§ THE PROBLEM
Please copy out the entries until you have copied the line that contains "Hello, i removed", beginning with the first line.

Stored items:
PR #1567, opened 2019-02-21
7x7 gcode MBL workaround by @minout

lowfat32:


mionut:
Hello, i removed the part with lround((z/+mbl.get_z(x, y)/)*cs.axis_steps_per_unit[Z_AXIS], you can take my latest modifications from branch 7MBL, or see the #1549 .
Pinda temperature averaging i think is essential for increasing precision of measuring. Also the latest version doesn't have division, only multiplication and shifting.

§ RESULT BELOW
PR #1567, opened 2019-02-21
7x7 gcode MBL workaround by @minout

lowfat32:


mionut:
Hello, i removed the part with lround((z/+mbl.get_z(x, y)/)*cs.axis_steps_per_unit[Z_AXIS], you can take my latest modifications from branch 7MBL, or see the #1549 .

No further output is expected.